**Available records:**
-------------------------
PR #501, opened 2026-08-17
BKRS-334 Add support of set index

filkeith:


io/encoding/asb/config.go
```diff
@@ -23,19 +25,31 @@ type EncoderConfig struct {
...
+	HasSetSIndex bool
 }
 
 // NewEncoderConfig returns a new encoder EncoderConfig.
-func NewEncoderConfig(namespace string, compact, hasExpressionSIndex bool) *EncoderConfig {
-	return &EncoderConfig{
-		Namespace:           namespace,
-		Compact:             compact,
-		HasExpressionSIndex: hasExpressionSIndex,
+func NewEncoderConfig(namespace string, compact bool, sIndexInfo *models.SIndexInfo) *EncoderConfig {
```
korotkov-aerospike: maybe pass sIndexInfo as a struct, not ref? 
then we will not need to check for if sIndexInfo != nil {

korotkov-aerospike (approved):

io/encoding/asb/config.go
filkeith: fixed

PR #502, opened 2026-08-17
BKRS-334 Skip unknown index types

filkeith:
- skip unknown index types

### DIFF
--- a/pkg/asinfo/utils.go
+++ b/pkg/asinfo/utils.go
@@ -145,12 +145,12 @@ func (ic *Client) parseSIndexes(sindexListInfoResp string, noWarn bool) ([]*mode
 		return nil, fmt.Errorf("failed to parse sindex response: %w", err)
 	}
 
-	// No sindexes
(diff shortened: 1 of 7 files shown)


pkg/asinfo/utils.go
```diff
@@ -136,31 +139,54 @@ func parseAerospikeVersion(versionStr string) (m.AerospikeVersion, error) {
...
+			continue
 		}
 
-		sindexes[i] = sindex
+		sindex, err := parseSIndex(sindexMap)
+
+		switch {
+		case err == nil:
+			sindexes = append(sindexes, sindex)
+		case errors.Is(err, ErrInvalidSIndexType):
```
korotkov-aerospike, line 166: I am not sure it's a good idea to pass logger just for this case.
Let's discuss tomorrow, but I would suggest to add one more return value - unparsed indexes. But let's talk tomorrow

korotkov-aerospike (approved):

PR #520, opened 2026-09-06
BKRS-386 Add nilaway linter

korotkov-aerospike:
## Summary

Adds Uber's [NilAway](https://github.com/uber-go/nilaway) as a production-only CI gate (`make nilaway`, tests and generated mocks excluded) and fixes the findings that were real or that the analyzer could not prove from local interfaces.

**CI**
- Pin NilAway and run it on every push/PR.
- Document `make nilaway` in `CONTRIBUTING.md`.

**Public API**
- `Restore` rejects a nil streaming reader.
- `Backup` requires a reader only when **continuing** from a state file (first-run state backup does not read it).
- `Estimate` rejects `StateFile` (estimate never uses state).
- `NewState` no longer returns `(nil, nil)`; continue-from-state requires a reader.

**Storage / encode / scan**
- Treat a nil S3 `UploadPart` response and nil GCS object attrs as errors.
- Reject a typed-nil `*RawBlobValue` when encoding ASB.
- Reject an empty primary-partition list from the cluster.
- Reject a nil Aerospike scan `*Result` before reading `Err`.

**ASB decode**
- Replace the Peek-based `readUntilAny` with `readUntilWhitespace` (metadata tokens).
- `readUntilByte` keeps `ReadSlice` for speed, loops on `ErrBufferFull` so tokens can span the 1 MB `bufio` fill (records larger than 1 MB, up to at least 8 MB, decode correctly), unread the delimiter only when it was actually consumed, and updates line/column the same way `ReadByte` does.

Empty `PartitionFilters` is unchanged: it still means all partitions, except paginated backup (`PageSize > 0`) which already required filters.

## Test plan

- [ ] `make nilaway` is green on this branch and red if the new guards are reverted.
- [ ] `make test-unit` / CI unit tests (race) pass.
- [ ] Restore with a nil reader returns a clear error.
- [ ] Estimate with `StateFile` set returns an error.
- [ ] First-run backup with `StateFile` set still works with a nil reader; continue-from-state without a reader fails.
- [ ] ASB decode: `readUntilByte` tests (unread + tracker, token spanning small buffer fills, `skipToNextLine`).
- [ ] Spot-check restore of a backup that includes a large record (multi-MB bin) if an 8 MB fixture is available.


filkeith (approved):
lgtm but you need to update the branch

filkeith (approved):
-------------------------
**What to produce:**
Using the entries above, please restate each one word for word.

**Completed exercise:**
PR #501, opened 2026-08-17
BKRS-334 Add support of set index

filkeith:


io/encoding/asb/config.go
```diff
@@ -23,19 +25,31 @@ type EncoderConfig struct {
...
+	HasSetSIndex bool
 }
 
 // NewEncoderConfig returns a new encoder EncoderConfig.
-func NewEncoderConfig(namespace string, compact, hasExpressionSIndex bool) *EncoderConfig {
-	return &EncoderConfig{
-		Namespace:           namespace,
-		Compact:             compact,
-		HasExpressionSIndex: hasExpressionSIndex,
+func NewEncoderConfig(namespace string, compact bool, sIndexInfo *models.SIndexInfo) *EncoderConfig {
```
korotkov-aerospike: maybe pass sIndexInfo as a struct, not ref? 
then we will not need to check for if sIndexInfo != nil {

korotkov-aerospike (approved):

io/encoding/asb/config.go
filkeith: fixed

PR #502, opened 2026-08-17
BKRS-334 Skip unknown index types

filkeith:
- skip unknown index types

### DIFF
--- a/pkg/asinfo/utils.go
+++ b/pkg/asinfo/utils.go
@@ -145,12 +145,12 @@ func (ic *Client) parseSIndexes(sindexListInfoResp string, noWarn bool) ([]*mode
 		return nil, fmt.Errorf("failed to parse sindex response: %w", err)
 	}
 
-	// No sindexes
(diff shortened: 1 of 7 files shown)


pkg/asinfo/utils.go
```diff
@@ -136,31 +139,54 @@ func parseAerospikeVersion(versionStr string) (m.AerospikeVersion, error) {
...
+			continue
 		}
 
-		sindexes[i] = sindex
+		sindex, err := parseSIndex(sindexMap)
+
+		switch {
+		case err == nil:
+			sindexes = append(sindexes, sindex)
+		case errors.Is(err, ErrInvalidSIndexType):
```
korotkov-aerospike, line 166: I am not sure it's a good idea to pass logger just for this case.
Let's discuss tomorrow, but I would suggest to add one more return value - unparsed indexes. But let's talk tomorrow

korotkov-aerospike (approved):

PR #520, opened 2026-09-06
BKRS-386 Add nilaway linter

korotkov-aerospike:
## Summary

Adds Uber's [NilAway](https://github.com/uber-go/nilaway) as a production-only CI gate (`make nilaway`, tests and generated mocks excluded) and fixes the findings that were real or that the analyzer could not prove from local interfaces.

**CI**
- Pin NilAway and run it on every push/PR.
- Document `make nilaway` in `CONTRIBUTING.md`.

**Public API**
- `Restore` rejects a nil streaming reader.
- `Backup` requires a reader only when **continuing** from a state file (first-run state backup does not read it).
- `Estimate` rejects `StateFile` (estimate never uses state).
- `NewState` no longer returns `(nil, nil)`; continue-from-state requires a reader.

**Storage / encode / scan**
- Treat a nil S3 `UploadPart` response and nil GCS object attrs as errors.
- Reject a typed-nil `*RawBlobValue` when encoding ASB.
- Reject an empty primary-partition list from the cluster.
- Reject a nil Aerospike scan `*Result` before reading `Err`.

**ASB decode**
- Replace the Peek-based `readUntilAny` with `readUntilWhitespace` (metadata tokens).
- `readUntilByte` keeps `ReadSlice` for speed, loops on `ErrBufferFull` so tokens can span the 1 MB `bufio` fill (records larger than 1 MB, up to at least 8 MB, decode correctly), unread the delimiter only when it was actually consumed, and updates line/column the same way `ReadByte` does.

Empty `PartitionFilters` is unchanged: it still means all partitions, except paginated backup (`PageSize > 0`) which already required filters.

## Test plan

- [ ] `make nilaway` is green on this branch and red if the new guards are reverted.
- [ ] `make test-unit` / CI unit tests (race) pass.
- [ ] Restore with a nil reader returns a clear error.
- [ ] Estimate with `StateFile` set returns an error.
- [ ] First-run backup with `StateFile` set still works with a nil reader; continue-from-state without a reader fails.
- [ ] ASB decode: `readUntilByte` tests (unread + tracker, token spanning small buffer fills, `skipToNextLine`).
- [ ] Spot-check restore of a backup that includes a large record (multi-MB bin) if an 8 MB fixture is available.


filkeith (approved):
lgtm but you need to update the branch

filkeith (approved):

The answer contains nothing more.